Exercise:
The material below contains a line with "But OctoLinker is" and a line with "I think removing". Copy exactly those two lines and all lines between them.

** Opening Information supplied block **

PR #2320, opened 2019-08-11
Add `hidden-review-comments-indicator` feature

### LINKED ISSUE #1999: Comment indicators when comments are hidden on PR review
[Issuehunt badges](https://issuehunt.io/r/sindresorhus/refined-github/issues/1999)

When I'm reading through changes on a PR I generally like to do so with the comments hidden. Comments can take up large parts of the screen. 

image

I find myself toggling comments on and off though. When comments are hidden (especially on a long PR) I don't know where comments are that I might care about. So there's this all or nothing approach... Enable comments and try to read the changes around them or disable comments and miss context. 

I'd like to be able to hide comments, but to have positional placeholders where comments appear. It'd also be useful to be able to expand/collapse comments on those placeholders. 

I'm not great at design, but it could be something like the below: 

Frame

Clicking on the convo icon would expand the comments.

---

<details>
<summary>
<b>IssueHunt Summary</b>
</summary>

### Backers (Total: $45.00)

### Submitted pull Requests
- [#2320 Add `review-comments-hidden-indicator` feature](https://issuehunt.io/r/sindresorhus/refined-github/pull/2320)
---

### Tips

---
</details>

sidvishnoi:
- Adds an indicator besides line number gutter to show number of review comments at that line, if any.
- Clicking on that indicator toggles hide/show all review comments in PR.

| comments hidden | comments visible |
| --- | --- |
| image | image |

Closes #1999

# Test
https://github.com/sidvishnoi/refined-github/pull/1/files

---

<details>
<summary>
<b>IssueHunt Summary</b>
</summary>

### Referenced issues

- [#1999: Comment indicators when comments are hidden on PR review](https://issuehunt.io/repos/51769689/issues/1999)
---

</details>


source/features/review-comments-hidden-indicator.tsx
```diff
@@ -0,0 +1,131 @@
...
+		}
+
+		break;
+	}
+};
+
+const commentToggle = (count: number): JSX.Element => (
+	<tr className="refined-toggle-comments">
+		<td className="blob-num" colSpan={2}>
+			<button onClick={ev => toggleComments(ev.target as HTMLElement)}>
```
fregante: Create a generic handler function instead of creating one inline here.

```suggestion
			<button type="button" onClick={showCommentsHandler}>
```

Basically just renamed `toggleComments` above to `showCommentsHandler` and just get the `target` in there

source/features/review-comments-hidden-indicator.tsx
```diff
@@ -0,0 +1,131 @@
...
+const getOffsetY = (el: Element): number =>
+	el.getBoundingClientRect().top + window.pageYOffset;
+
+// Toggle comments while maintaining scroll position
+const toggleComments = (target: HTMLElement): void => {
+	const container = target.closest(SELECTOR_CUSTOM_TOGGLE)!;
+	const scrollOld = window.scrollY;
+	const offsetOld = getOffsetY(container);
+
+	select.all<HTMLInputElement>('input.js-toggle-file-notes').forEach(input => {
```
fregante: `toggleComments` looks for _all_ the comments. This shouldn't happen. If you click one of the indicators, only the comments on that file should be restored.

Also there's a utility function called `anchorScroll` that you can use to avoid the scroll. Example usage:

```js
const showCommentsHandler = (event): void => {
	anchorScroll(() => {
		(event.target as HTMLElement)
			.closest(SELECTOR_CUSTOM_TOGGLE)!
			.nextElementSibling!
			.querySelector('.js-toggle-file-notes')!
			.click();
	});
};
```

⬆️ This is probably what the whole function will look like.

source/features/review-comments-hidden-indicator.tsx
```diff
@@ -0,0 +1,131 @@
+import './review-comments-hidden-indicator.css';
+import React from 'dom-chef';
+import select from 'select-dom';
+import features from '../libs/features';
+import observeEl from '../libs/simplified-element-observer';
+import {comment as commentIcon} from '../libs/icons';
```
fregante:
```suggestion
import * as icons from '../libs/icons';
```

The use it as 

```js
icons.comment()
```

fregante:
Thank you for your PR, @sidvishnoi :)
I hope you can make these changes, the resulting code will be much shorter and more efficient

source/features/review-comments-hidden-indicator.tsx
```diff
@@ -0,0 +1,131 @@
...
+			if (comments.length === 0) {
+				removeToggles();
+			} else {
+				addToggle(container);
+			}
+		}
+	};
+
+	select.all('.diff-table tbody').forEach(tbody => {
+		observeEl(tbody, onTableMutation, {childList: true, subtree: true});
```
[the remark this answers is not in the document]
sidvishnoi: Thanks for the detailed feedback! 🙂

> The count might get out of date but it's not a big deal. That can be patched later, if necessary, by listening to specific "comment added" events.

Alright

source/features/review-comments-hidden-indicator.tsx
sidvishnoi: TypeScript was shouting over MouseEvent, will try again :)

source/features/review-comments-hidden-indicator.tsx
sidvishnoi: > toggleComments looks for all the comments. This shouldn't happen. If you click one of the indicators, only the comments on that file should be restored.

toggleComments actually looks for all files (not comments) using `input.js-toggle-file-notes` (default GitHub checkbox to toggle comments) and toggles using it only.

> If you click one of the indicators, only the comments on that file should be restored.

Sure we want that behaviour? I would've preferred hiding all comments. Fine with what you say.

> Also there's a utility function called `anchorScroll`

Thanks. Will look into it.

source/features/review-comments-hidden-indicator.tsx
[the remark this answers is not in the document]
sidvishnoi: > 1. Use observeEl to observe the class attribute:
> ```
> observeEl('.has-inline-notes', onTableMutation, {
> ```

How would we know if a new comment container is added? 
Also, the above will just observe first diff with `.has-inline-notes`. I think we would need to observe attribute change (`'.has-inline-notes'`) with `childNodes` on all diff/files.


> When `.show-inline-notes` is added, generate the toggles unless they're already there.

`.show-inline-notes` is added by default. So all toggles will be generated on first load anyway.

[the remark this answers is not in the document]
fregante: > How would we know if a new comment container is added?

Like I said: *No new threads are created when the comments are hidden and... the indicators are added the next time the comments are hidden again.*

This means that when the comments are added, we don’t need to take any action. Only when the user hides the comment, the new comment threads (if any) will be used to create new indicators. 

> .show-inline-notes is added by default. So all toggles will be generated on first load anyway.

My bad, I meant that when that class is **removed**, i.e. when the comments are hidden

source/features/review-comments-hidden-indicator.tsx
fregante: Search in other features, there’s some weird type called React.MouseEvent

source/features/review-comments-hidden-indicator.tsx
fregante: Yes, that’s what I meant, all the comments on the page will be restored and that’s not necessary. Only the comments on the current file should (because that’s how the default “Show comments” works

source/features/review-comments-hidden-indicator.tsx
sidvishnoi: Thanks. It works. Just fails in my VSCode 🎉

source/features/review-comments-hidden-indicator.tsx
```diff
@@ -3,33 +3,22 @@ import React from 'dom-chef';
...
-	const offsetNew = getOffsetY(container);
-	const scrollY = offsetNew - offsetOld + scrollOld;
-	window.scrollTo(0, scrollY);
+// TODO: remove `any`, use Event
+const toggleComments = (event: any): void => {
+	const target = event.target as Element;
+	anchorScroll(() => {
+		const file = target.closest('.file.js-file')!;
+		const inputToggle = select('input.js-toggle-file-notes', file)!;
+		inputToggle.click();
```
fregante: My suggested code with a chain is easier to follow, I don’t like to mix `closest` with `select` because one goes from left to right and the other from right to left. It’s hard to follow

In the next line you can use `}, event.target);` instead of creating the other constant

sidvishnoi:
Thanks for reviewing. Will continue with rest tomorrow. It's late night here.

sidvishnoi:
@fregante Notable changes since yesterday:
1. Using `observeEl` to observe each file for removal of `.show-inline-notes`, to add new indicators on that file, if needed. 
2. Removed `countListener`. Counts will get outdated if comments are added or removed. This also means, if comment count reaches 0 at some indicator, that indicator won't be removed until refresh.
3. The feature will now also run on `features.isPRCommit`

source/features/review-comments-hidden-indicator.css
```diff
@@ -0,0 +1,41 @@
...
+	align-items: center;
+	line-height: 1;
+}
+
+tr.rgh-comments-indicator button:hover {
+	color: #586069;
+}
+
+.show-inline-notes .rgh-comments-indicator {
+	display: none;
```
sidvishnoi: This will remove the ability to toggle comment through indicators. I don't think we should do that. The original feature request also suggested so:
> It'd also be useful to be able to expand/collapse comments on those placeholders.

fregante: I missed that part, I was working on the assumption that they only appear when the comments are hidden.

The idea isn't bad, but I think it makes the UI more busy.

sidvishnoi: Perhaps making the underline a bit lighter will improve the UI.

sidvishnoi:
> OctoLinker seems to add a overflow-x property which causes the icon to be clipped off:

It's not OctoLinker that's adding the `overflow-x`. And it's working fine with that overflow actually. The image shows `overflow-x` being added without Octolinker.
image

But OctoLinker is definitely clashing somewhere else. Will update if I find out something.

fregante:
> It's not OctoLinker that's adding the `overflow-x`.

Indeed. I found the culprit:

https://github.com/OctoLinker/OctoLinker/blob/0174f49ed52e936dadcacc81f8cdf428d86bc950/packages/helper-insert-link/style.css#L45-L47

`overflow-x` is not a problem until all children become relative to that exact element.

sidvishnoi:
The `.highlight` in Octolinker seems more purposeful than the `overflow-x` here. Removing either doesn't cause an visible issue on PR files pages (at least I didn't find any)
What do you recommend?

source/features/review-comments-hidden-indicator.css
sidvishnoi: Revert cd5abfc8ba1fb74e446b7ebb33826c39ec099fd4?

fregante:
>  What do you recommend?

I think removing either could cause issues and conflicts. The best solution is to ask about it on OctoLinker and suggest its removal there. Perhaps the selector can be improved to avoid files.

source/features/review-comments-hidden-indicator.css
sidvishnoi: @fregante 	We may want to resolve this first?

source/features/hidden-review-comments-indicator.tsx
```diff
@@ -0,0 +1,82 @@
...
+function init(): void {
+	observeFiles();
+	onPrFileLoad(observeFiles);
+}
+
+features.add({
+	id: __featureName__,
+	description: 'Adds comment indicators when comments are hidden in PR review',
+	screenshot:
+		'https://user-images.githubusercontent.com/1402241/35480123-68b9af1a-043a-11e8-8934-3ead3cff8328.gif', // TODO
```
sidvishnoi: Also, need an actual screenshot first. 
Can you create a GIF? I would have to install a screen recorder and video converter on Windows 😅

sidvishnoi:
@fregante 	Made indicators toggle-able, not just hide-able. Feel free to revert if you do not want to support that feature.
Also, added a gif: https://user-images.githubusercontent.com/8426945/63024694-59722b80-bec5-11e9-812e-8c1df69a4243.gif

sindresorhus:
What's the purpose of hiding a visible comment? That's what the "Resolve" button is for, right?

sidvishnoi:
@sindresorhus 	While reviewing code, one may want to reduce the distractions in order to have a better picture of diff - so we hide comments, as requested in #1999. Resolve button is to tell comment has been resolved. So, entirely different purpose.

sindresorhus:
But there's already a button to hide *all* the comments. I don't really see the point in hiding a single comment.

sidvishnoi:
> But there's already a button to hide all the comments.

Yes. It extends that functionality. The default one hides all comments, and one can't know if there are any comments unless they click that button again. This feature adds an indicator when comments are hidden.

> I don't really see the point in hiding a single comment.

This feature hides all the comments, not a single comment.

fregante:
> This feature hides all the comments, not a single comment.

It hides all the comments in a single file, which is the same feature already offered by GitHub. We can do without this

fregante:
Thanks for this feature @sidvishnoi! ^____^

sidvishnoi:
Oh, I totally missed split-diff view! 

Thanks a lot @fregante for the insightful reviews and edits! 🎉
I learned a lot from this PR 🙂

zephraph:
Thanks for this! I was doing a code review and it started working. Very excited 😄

** Closing Information supplied block **

Response box:
But OctoLinker is definitely clashing somewhere else. Will update if I find out something.

fregante:
> It's not OctoLinker that's adding the `overflow-x`.

Indeed. I found the culprit:

https://github.com/OctoLinker/OctoLinker/blob/0174f49ed52e936dadcacc81f8cdf428d86bc950/packages/helper-insert-link/style.css#L45-L47

`overflow-x` is not a problem until all children become relative to that exact element.

sidvishnoi:
The `.highlight` in Octolinker seems more purposeful than the `overflow-x` here. Removing either doesn't cause an visible issue on PR files pages (at least I didn't find any)
What do you recommend?

source/features/review-comments-hidden-indicator.css
sidvishnoi: Revert cd5abfc8ba1fb74e446b7ebb33826c39ec099fd4?

fregante:
>  What do you recommend?

I think removing either could cause issues and conflicts. The best solution is to ask about it on OctoLinker and suggest its removal there. Perhaps the selector can be improved to avoid files.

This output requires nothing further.